#### Collected data entries
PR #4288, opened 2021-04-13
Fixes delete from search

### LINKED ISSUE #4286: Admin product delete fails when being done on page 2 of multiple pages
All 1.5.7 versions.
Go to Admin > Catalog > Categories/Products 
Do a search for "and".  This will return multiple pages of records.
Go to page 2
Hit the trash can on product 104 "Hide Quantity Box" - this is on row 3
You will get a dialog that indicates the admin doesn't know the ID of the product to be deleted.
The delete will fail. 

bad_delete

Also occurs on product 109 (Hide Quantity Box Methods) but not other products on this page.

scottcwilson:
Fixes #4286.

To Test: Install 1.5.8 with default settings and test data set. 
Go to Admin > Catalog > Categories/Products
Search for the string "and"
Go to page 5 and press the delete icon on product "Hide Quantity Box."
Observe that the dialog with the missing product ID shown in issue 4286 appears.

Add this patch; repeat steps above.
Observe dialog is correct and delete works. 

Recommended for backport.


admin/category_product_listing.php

#### Instructions to follow
Only the number is wanted: how many lines in the entries above include the word "Observe"?

#### Answer space
2